BRUSSELS, Belgium, Aug 30 – The European Union on Tuesday ordered Apple to pay a record 13 billion euros in back taxes in Ireland, saying deals allowing the US tech giant to pay almost no tax were illegal.
In the latest in a series of rulings that has angered Washington, Brussels said the world’s most valuable company avoided tax bills on virtually all its profits in the bloc under its arrangements with Dublin.
Apple and the Irish government immediately said they would appeal against the European Commission ruling, while the US Treasury said it could undermine its economic partnership with the EU.
Ireland has been seeking to attract multinationals by offering extremely favourable tax conditions, known as sweetheart deals, but EU Competition Commissioner Margrethe Vestager said Apple’s broke EU laws on state aid.
“This decision sends a clear message. Member states cannot give unfair tax benefits to selected companies, no matter if European or foreign, large or small,” Vestager said.
“This is not a penalty, this is unpaid taxes to be paid,” Vestager added.
The tax repayment order by far the largest in EU history follows a three-year inquiry into whether Dublin’s tax breaks for Silicon Valley titan Apple were against the law.
‘No employees, no premises’
Apple has had a base at the southern city of Cork since 1980 and employs 5,000 people in Ireland, through which it routes its international sales, avoiding billions in corporation taxes.
But Vestager who has launched a series of cases against US firms said that Apple’s “so-called head office in Ireland only existed on paper. It had no employees, no premises and no real activities.”
Apple as a result paid an effective corporate tax rate of 0.005 per cent on its European profits in 2014 — equivalent to 50 euros for every million, Vestager added.
Tensions have been growing between Washington and Brussels over a series of anti-trust investigations targeting companies such as Apple, Amazon, Starbucks and Fiat Chrysler.
Apple said “we will appeal and we are confident the decision will be overturned.”
“It will have a profound and harmful effect on investment and job creation in Europe,” the company added.

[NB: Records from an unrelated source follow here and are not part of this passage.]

PR #195, opened 2022-10-28
Generate correct `scipSymbol` for namespace imports

valerybugakov:
Without changes introduced in this PR `local 0` SCIP symbol is generated for the `ts` import.

### Test plan

See the updated test snapshot. Comment out the `FileIndexer` changes to reproduce the previous behavior.


snapshots/input/syntax/src/import.ts
```diff
@@ -1,3 +1,4 @@
+import * as ts from 'typescript'
```
varungandhi-src: nit: Could you define a namespace in a different file (similar to `./class` and `./enum` below) and use that here? We try to make tests as self-contained as possible, whereas using `SyntaxKind` and `ArrayType` kinda' goes against that. If one is looking at the test by itself, it isn't obvious whether the `'typescript'`/`ts` is load-bearing or if it is more general.

varungandhi-src:
> See the updated test snapshot. Comment out the FileIndexer changes to reproduce the previous behavior.

One thing I like to sometimes do here is first commit the test (and run update-snapshots -- so that tests are still passing) and then commit the fix with the updated snapshot. The commits are squashed when merging anyways, but the PR becomes slightly nicer to read (this commit is the fix, and here is how the snapshot output changed because of it). The flip side is that is becomes a bit more finicky if you want to go back and edit the test later. I've sometimes done this for PRs in scip-ruby this way; it also makes it easier to go back on look at older PRs even if it was only self-reviewed. For example:
- https://github.com/sourcegraph/scip-ruby/pull/107/commits
- https://github.com/sourcegraph/scip-ruby/pull/83/commits

I haven't seen other people do this though, so I'm not going to ask that you do the same, but just mentioning it as one option. 😅

valerybugakov:
@varungandhi-src, I like your approach! Here's [the line](https://github.com/sourcegraph/scip-typescript/pull/195/commits/af4bb95001872116df3d7e20b8d165002a90d2b6#diff-bfcd5572fd5d4d9227e5d350db9a53f9db2d91a64998df7a486b1b8b0038d96dR37) with the incorrectly generated symbol. And here's [the update](https://github.com/sourcegraph/scip-typescript/pull/195/commits/e62facf6dfc36ac141c40162a206fb416ca2483e#diff-bfcd5572fd5d4d9227e5d350db9a53f9db2d91a64998df7a486b1b8b0038d96dR37) that fixes it.

varungandhi-src (approved):

snapshots/output/syntax/src/import.ts
```diff
@@ -33,10 +33,10 @@
 //              ^ reference syntax 1.0.0 src/`enum.ts`/Enum#A.
       newFunction() +
 //    ^^^^^^^^^^^ reference syntax 1.0.0 src/`function.ts`/newFunction().
-      ts.SyntaxKind.ArrayType
-//    ^^ reference typescript 4.8.4 lib/`typescript.d.ts`/ts/
-//       ^^^^^^^^^^ reference typescript 4.8.4 lib/`typescript.d.ts`/ts/SyntaxKind#
-//                  ^^^^^^^^^ reference typescript 4.8.4 lib/`typescript.d.ts`/ts/SyntaxKind#ArrayType.
+      namespace.a.value
+//    ^^^^^^^^^ reference local 0
```
olafurpg: Nice find 👍🏻

olafurpg (approved):
This looks great. Thank you much @valerybugakov!

olafurpg:
> One thing I like to sometimes do here is first commit the test (and run update-snapshots so that tests are still passing) and then commit the fix with the updated snapshot. 

@varungandhi-src I regularly do this myself. It's a very helpful technique to verify that your diff actually fixes the issue.

PR #196, opened 2022-10-28
Extract `isDefinition` helper

valerybugakov:
This PR improves the readability of the `isDefinition` logic. Follow-up on [this comment](https://github.com/sourcegraph/scip-typescript/pull/192/files#r1006949009). 

### Test plan

Tests are green, and the comment on the `isDefinition` function looks ok.

### DIFF
--- a/.eslintrc.js
+++ b/.eslintrc.js
@@ -10,5 +10,7 @@ module.exports = {
   ignorePatterns: ['temp', 'scip.ts', 'snapshots'],
   rules: {
     'no-sync': 'off',
+    'jsdoc/check-indentation': 'off',
+    'class-methods-use-this': 'error',
   },
 }
--- a/src/FileIndexer.ts
+++ b/src/FileIndexer.ts
@@ -100,8 +100,8 @@ export class FileIndexer {
   private visitSymbolOccurrence(node: ts.Node, sym: ts.Symbol): void {
     const range = Range.fromNode(node).toLsif()
     let role = 0
-    const isDefinition = this.declarationName(node.parent) === node
-    if (isDefinition) {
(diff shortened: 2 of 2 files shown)


.eslintrc.js
```diff
@@ -10,5 +10,7 @@ module.exports = {
   ignorePatterns: ['temp', 'scip.ts', 'snapshots'],
   rules: {
     'no-sync': 'off',
+    'jsdoc/check-indentation': 'off',
+    'class-methods-use-this': 'error',
```
valerybugakov, line 14: Follow-up on [this comment](https://github.com/sourcegraph/scip-typescript/pull/192#discussion_r1006783990) by @varungandhi-src. [This rule](https://eslint.org/docs/latest/rules/class-methods-use-this) forbids class methods without instance context usage. @olafurpg, let me know what you think about that!

src/FileIndexer.ts
```diff
@@ -707,3 +681,46 @@ function isEqualArray<T>(a: T[], b: T[]): boolean {
   }
   return true
 }
+
+function declarationName(node: ts.Node): ts.Node | undefined {
```
valerybugakov, line 685: Extracted into an independent function to satisfy the `class-methods-use-this` ESLint rule.

.eslintrc.js
olafurpg: This is really nice. Big +1 from me

src/FileIndexer.ts
olafurpg: It's a big improvement in readability to have a toplevel function instead of an instance method.

olafurpg (approved):
LGTM 👍🏻 Very nice!

PR #206, opened 2022-11-11
Fix bug where an interface definition had a conflicting symbol with a const in the same file

olafurpg:
Reported via Slack https://sourcegraph.slack.com/archives/CHXHX7XAS/p1668157176918589?thread_ts=1668128629.962219&cid=CHXHX7XAS

### Test plan
See the snapshot test for a minimized reproduction. I also manually verified the bug has been fixed by indexing microsoft/vscode with a local build and uploading the index to https://sourcegraph.com/github.com/microsoft/vscode@9984da1/-/blob/src/vs/workbench/services/workspaces/common/workspaceEditing.ts?L13:18#tab=implementations_typescript

### DIFF
--- a/snapshots/output/syntax/src/conflicting-const-interface.ts
+++ b/snapshots/output/syntax/src/conflicting-const-interface.ts
@@ -4,6 +4,12 @@
 //             ^^^^^^^^^^^^^^^^ definition syntax 1.0.0 src/`conflicting-const-interface.ts`/ConflictingConst.
 //             documentation ```ts\ninterface ConflictingConst\n```
   export interface ConflictingConst {}
-//                 ^^^^^^^^^^^^^^^^ definition syntax 1.0.0 src/`conflicting-const-interface.ts`/ConflictingConst.
+//                 ^^^^^^^^^^^^^^^^ definition syntax 1.0.0 src/`conflicting-const-interface.ts`/ConflictingConst#
 //                 documentation ```ts\ninterface ConflictingConst\n```
+  export class ImplementsConflictingConst implements ConflictingConst {}
+//             ^^^^^^^^^^^^^^^^^^^^^^^^^^ definition syntax 1.0.0 src/`conflicting-const-interface.ts`/ImplementsConflictingConst#
+//             documentation ```ts\nclass ImplementsConflictingConst\n```
+//             relationship implementation scip-typescript npm syntax 1.0.0 src/`conflicting-const-interface.ts`/ConflictingConst#
+//                                                   ^^^^^^^^^^^^^^^^ reference syntax 1.0.0 src/`conflicting-const-interface.ts`/ConflictingConst.
+//                                                   ^^^^^^^^^^^^^^^^ reference syntax 1.0.0 src/`conflicting-const-interface.ts`/ConflictingConst#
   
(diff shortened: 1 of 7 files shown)


snapshots/output/syntax/src/conflicting-const-interface.ts
```diff
@@ -0,0 +1,9 @@
+  export const ConflictingConst = 42
+// definition syntax 1.0.0 src/`conflicting-const-interface.ts`/
+//documentation ```ts\nmodule "conflicting-const-interface.ts"\n```
+//             ^^^^^^^^^^^^^^^^ definition syntax 1.0.0 src/`conflicting-const-interface.ts`/ConflictingConst.
+//             documentation ```ts\ninterface ConflictingConst\n```
+  export interface ConflictingConst {}
+//                 ^^^^^^^^^^^^^^^^ definition syntax 1.0.0 src/`conflicting-const-interface.ts`/ConflictingConst.
```
olafurpg: The expected behavior
```suggestion
//                 ^^^^^^^^^^^^^^^^ definition syntax 1.0.0 src/`conflicting-const-interface.ts`/ConflictingConst#
```

src/FileIndexer.ts
```diff
@@ -37,6 +37,10 @@ export class FileIndexer {
     this.workingDirectoryRegExp = new RegExp(options.cwd, 'g')
   }
   public index(): void {
+    // Uncomment below if you want to skip certain files for local development.
+    // if (!this.sourceFile.fileName.includes('conflicting-const')) {
+    //   return
+    // }
```
varungandhi-src, line 43: Why add these special comments for particular test cases? We could potentially add a test filter regex or something if that's desired, this seems a little strange.

src/FileIndexer.ts
```diff
@@ -104,7 +108,10 @@ export class FileIndexer {
     if (isDefinitionNode) {
       role |= scip.scip.SymbolRole.Definition
     }
-    for (const declaration of sym?.declarations || []) {
+    const declarations = isDefinitionNode
+      ? [node.parent] // Don't emit ambiguous definition at definition-site
+      : sym?.declarations || []
```
varungandhi-src: This comment doesn't properly explain what is going on. Why does `sym?.declarations` lead to ambiguity? Can we trust it for non-definition nodes? It seems like there is something unusual going on with the AST structure here which needs more explanation.

src/FileIndexer.ts
olafurpg: I haven't figured out yet how to implement this kind of filtering from the test framework so I prefer to keep it as a comment until we figure out a better solution.

src/FileIndexer.ts
olafurpg: You can reproduce the ambiguous definition with tsserver

```
export const Conflict = 42
interface Conflict {}
          ^^^^^^^^ Go to definition here shows two results: the const and the interface
```

I updated the comment to give this example and link to this PR. 

> Can we trust it for non-definition nodes?

`sym.declarations` is what tsserver uses so I think we need to trust it except for odd-cases like this one where it seems like the API has a bug.

Strum355 (approved):

PR #209, opened 2022-11-28
Add support for private identifiers

### LINKED ISSUE #208: Doesn't pick `#` fields
scip-typescript doesn't seem to pick up fields that use the private `#` modifier

For example, [`#getServer`](https://sourcegraph.com/gitlab.com/gitlab-org/gitlab-vscode-extension@2f05c986f2ce767022578e613348469090207dcd/-/blob/src/completion/gitlab_code_completion_provider.ts?L45&subtree=true#tab=def) only has search-based refs.

### LINKED ISSUE #280: Smarter auto-inference for JavaScript only repos
In some cases, we can still run into the problem where the current auto-inferred tsconfig.json doesn't actually index any JS files. Here's an auto-indexing log showing that:

```
+ '[' -n 2048 ']'
+ export NODE_OPTIONS=--max-old-space-size=2048
+ NODE_OPTIONS=--max-old-space-size=2048
+ scip-typescript index --infer-tsconfig
error: no files got indexed. To fix this problem, make sure that the TypeScript projects ["/data"] contain input files or reference other projects.
```

Can we be smarter in inferring the tsconfig.json to avoid this in more cases?

olafurpg:
Fixes #208

### Test plan
See new snapshot test.

### DIFF
--- a/snapshots/input/syntax/src/ClassWithPrivate.ts
+++ b/snapshots/input/syntax/src/ClassWithPrivate.ts
@@ -1,0 +1,22 @@
+export class ClassWithPrivate {
+  #privateField
+  #privateFieldWithInitializer = 42
+
+  #privateMethod() {
+    this.#privateField = 'private field'
+    return this.#privateField
+  }
+
+  static #privateStaticField
+  static #privateStaticFieldWithInitializer = 42
+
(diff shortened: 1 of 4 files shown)


tjdevries (approved):
LGTM

PR #248, opened 2023-04-20
Infer symbol relationship for object literals property in return statement

olafurpg:
Previously, scip-typescript didn't infer correct relationships between the object literel property and interface property in return statements like below:

```ts
interface Configuration {
  property: number
}

export function returnStatement(): Configuration {
  return {
    property: 42,
  }
}
```

This commit fixes this specific issue. This commit also adds a test case for a situation where scip-typescript doesn't infer the relationship today but tsserver does. We should fix that in the future.

### Test plan

See updated snapshot tests.

### DIFF
--- a/snapshots/input/syntax/src/infer-relationship.ts
+++ b/snapshots/input/syntax/src/infer-relationship.ts
@@ -2,7 +2,49 @@ interface Configuration {
   property: number
 }
 
+function random(): number {
+  return Math.random()
+}
 export function returnStatement(): Configuration {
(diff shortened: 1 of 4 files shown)


keynmol (approved):

olafurpg:
Realized the previous logic failed as soon as you didn't have a toplevel return statement. I have a half-baked idea how to clean up the logic so that we pass down the inferred type while traversing the AST avoiding the need to look up parents (which is typically a sign of a broken abstraction IME).

PR #250, opened 2023-04-24
Add definitions and references for constructors

### LINKED ISSUE #249: Emit occurrences for class constructors and their usage sites
Currently a constructor of a class is marked as a reference of that class and any usage sites (`new MyClass()`) are marked as occurrences for `MyClass`, but neither of these are marked as occurrences of the `<constructor>` method as they should be.

SuperAuguste:
Closes #249

This replicates VSCode's gotodef.

### Test plan

Tested locally with a snapshot, still need to test edge cases + implement and test inherited constructors.


src/FileIndexer.ts
```diff
@@ -38,9 +38,9 @@ export class FileIndexer {
   }
   public index(): void {
     // Uncomment below if you want to skip certain files for local development.
-    // if (!this.sourceFile.fileName.includes('infer-relationship')) {
-    //   return
-    // }
+    if (!this.sourceFile.fileName.includes('constructor')) {
```
olafurpg: Let's uncomment this and re-run the snapshots

src/main.test.ts
```diff
@@ -35,9 +35,9 @@ interface PackageJson {
 }
 for (const snapshotDirectory of snapshotDirectories) {
   // Uncomment below if you want to skip certain tests for local development.
-  // if (!snapshotDirectory.includes('syntax')) {
-  //   continue
-  // }
+  if (!snapshotDirectory.includes('syntax')) {
```
olafurpg: Also uncomment here

src/FileIndexer.ts
```diff
@@ -480,7 +516,9 @@ export class FileIndexer {
         return undefined
       }
       const signatureDeclaration: ts.SignatureDeclaration | undefined =
-        ts.isFunctionDeclaration(declaration)
+        ts.isConstructorDeclaration(node)
```
olafurpg: Minor: it's probably about time to move this ternary into a separate function

snapshots/input/syntax/src/constructor.ts
```diff
@@ -0,0 +1,7 @@
+export class Constructor {
+  constructor(public readonly property: number) {}
+}
+
+export function useConstructor(): Constructor {
```
olafurpg: Can we add a test case for this syntax `new a.A()`? We have examples of this in the codebase 

```
        new scip.scip.Occurrence({
          range,
          symbol: scipSymbol.value,
          symbol_roles: role,
        })
```

I think it's OK to assume `node.expression` will only be an identifier or member selection (can't remember what tsc calls it: `a.b` expressions).

src/FileIndexer.ts
```diff
@@ -76,6 +77,31 @@ export class FileIndexer {
         this.visitSymbolOccurrence(node, sym)
       }
     }
+    
+    if (
```
olafurpg: Nit: I'd prefer to move this logic into `getTSSymbolLocation` and `visitSymbolOccurrence` by looking at the parents to determine if the identifier is part of a new expression. We already emit an occurrence over the identifier, it's just the wrong symbol.

My undocumented goal with the `visit()` function is to have it as small as possible by exclusively performing the traversal.

src/FileIndexer.ts
```diff
@@ -76,6 +77,31 @@ export class FileIndexer {
...
+      ts.isNewExpression(node) &&
+      ts.isIdentifier(node.expression)
+    ) {
+      const sym = this.getTSSymbolAtLocation(node.expression)
+      const declaration = sym?.declarations?.at(0);
+      if (declaration && ts.isClassDeclaration(declaration)) {
+        for (const member of declaration.members) {
```
olafurpg: I think it's better to just do `ScipSymbol.global(classDeclarationSymbol, methodDescriptor("<constructor>"))` 🤔 It's probably not a performance issue for cases when the constructor is the first member of this list but it could become a performance issue when the constructor doesn't exist (for whatever reason) and we exhaustively iterate through a very large number of members (TypeScript types can become very big with union types!).

src/FileIndexer.ts
```diff
@@ -305,6 +334,13 @@ export class FileIndexer {
           }
         }
       })
+    } else if (ts.isConstructorDeclaration(declaration)) {
+      relationships.push(
```
olafurpg: Can you elaborate on the motivation for this relationship? My understanding is that it's redundant since we're already emitting a definition occurrence.

CleanShot 2023-04-25 at 10 55 06@2x

Definition relationships are only useful for symbols that are missing a definition occurrence.

olafurpg (changes requested):
Impressive first PR @SuperAuguste! This is definitely a tricky issue to fix and I see you've already become familiar with the tsc APIs 😄 

It's mostly just me who has worked in this codebase so far and there are many undocumented conventions and assumptions. Don't hesitate to push back if some of these comments are too nitpicky, I prefer to have more relaxed conventions if it makes it easier for more people to contribute (rather than strictly enforcing some undocumented style making it a drudge to contribute).

src/FileIndexer.ts
SuperAuguste: Oops thanks for letting me know 😅 I'll rewrite this

src/FileIndexer.ts
SuperAuguste: This makes sense, but what if there's no constructor? Then we'd just be pointing to nothing which isn't the behavior we want :(

SuperAuguste:
CI failing due to different TypeScript versions :/

I'm kind of lost here, not sure why they're different to be frank.

snapshots/package.json
```diff
@@ -8,8 +8,8 @@
     "input/*"
   ],
   "dependencies": {
-    "react": "18.0.0",
-    "@sourcegraph/tsconfig": "4.0.1"
+    "@sourcegraph/tsconfig": "4.0.1",
```
olafurpg: Was this change intentional?

src/FileIndexer.ts
olafurpg: You're right! We need to fallback to the class if the constructor doesn't exist. We can add a minimized test case to reproduce it

```ts
export class NoConstructor {
  property: number
}

export function useNoConstructor() {
  return new NoConstructor()
}
```

We will need the original for loop to detect if the class has a constructor but I propose we cache the result in a `hasConstructor: Map<ScipSymbol, boolean>` that lives in `ProjectIndexer` (next to `symbolCache`). Without the cache we risk iterating through all the members on every new expression, and I can imagine pathological cases (for example, generated code) where this iteration could become expensive.

olafurpg (changes requested):
This PR is really shaping up! Only blocking comments are

- Add back your constructor detection logic, but with a cache
- Undo changes in yarn.lock, I suspect this might fix the failing CI

snapshots/package.json
SuperAuguste: Uh running yarn install just changed the order of the packages, I don't think this affects behavior but yeah this wasn't intentional :(

SuperAuguste:
> Undo changes in yarn.lock, I suspect this might fix the failing CI

The current package.json seems to be invalid due to a peer resolution issue (I ran `yarn install --immutable --immutable-cache` to not modify the `yarn.lock`) so my install won't go through. How do you install the deps for this repo without modifying the package.json/lockfile? :)

SuperAuguste:
Figured out the issue - the yarn version used here is a few years behind it seems, so I installed v1.22.19 and everything worked out!

Development.md
```diff
@@ -1,5 +1,7 @@
 # Developing scip-typescript
 
+Please note that the yarn version used by CI is `v1.22.19` - you should use this version as well to prevent lockfile conflicts.
```
olafurpg, line 3: Followup https://github.com/sourcegraph/scip-typescript/issues/251

snapshots/output/syntax/src/constructor.ts
```diff
@@ -0,0 +1,83 @@
...
+//             documentation ```ts\nclass NoConstructor\n```
+    property: number
+//  ^^^^^^^^ definition syntax 1.0.0 src/`constructor.ts`/NoConstructor#property.
+//  documentation ```ts\n(property) property: number\n```
+  }
+  
+  export function useNoConstructor() {
+//                ^^^^^^^^^^^^^^^^ definition syntax 1.0.0 src/`constructor.ts`/useNoConstructor().
+//                documentation ```ts\nfunction useNoConstructor(): NoConstructor\n```
+    return new NoConstructor()
```
olafurpg, line 80: Nice! 🤩

src/FileIndexer.ts
```diff
@@ -474,17 +512,24 @@ export class FileIndexer {
...
-    const signature = (): string | undefined => {
+    const asSignatureDeclaration = (
+      node: ts.Node,
+      sym: ts.Symbol
+    ): ts.SignatureDeclaration | undefined => {
       const declaration = sym.declarations?.[0]
       if (!declaration) {
         return undefined
       }
-      const signatureDeclaration: ts.SignatureDeclaration | undefined =
```
olafurpg, line 482: I hadn't realized this was already inside a function 🤦🏻 The new code looks good though 👍🏻

olafurpg (approved):
Glorious 😍 Thank you @SuperAuguste!

olafurpg:
> . How do you install the deps for this repo without modifying the package.json/lockfile? :)


I normally run `yarn` without a subcommand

Irish Finance Minister Michael Noonan said the decision “leaves me with no choice but to seek cabinet approval to appeal the decision before the European Courts”.
The Apple tax bill dwarfs the previous EU record for a state aid, the 1.3 billion euros received by the Nurburgring race track from German authorities.
The US stepped up its rhetoric ahead of the decision, accusing the European Commission of unilateralism and overstepping its mandate.
On Tuesday the US Treasury said the Apple ruling threatened the “spirit of economic partnership.”
“The Commission’s actions could threaten to undermine foreign investment, the business climate in Europe, and the important spirit of economic partnership between the US and the EU,” a Treasury statement said.
The EU has made taxes a core issue since the LuxLeaks scandal in which it was revealed that European Commission President Jean-Claude Juncker’s native Luxembourg gave companies huge tax breaks while he was prime minister.
In October Brussels ordered US coffee giant Starbucks and Italian automaker Fiat to each repay up to 30 million euros ($34 million) in back taxes to the Netherlands and Luxembourg respectively.
The US has acknowledged the problems around the issue of tax breaks but says the deals were made under international treaties and accepted tax practices.
Vestager insisted that US companies were not being unfairly targeted.
“I feel very strongly we share the goal with the US of fair global taxation,” she said.
Washington has also expressed concern about EU anti-trust cases targeting tech giant Google alleging that it has unfairly suppressed competition.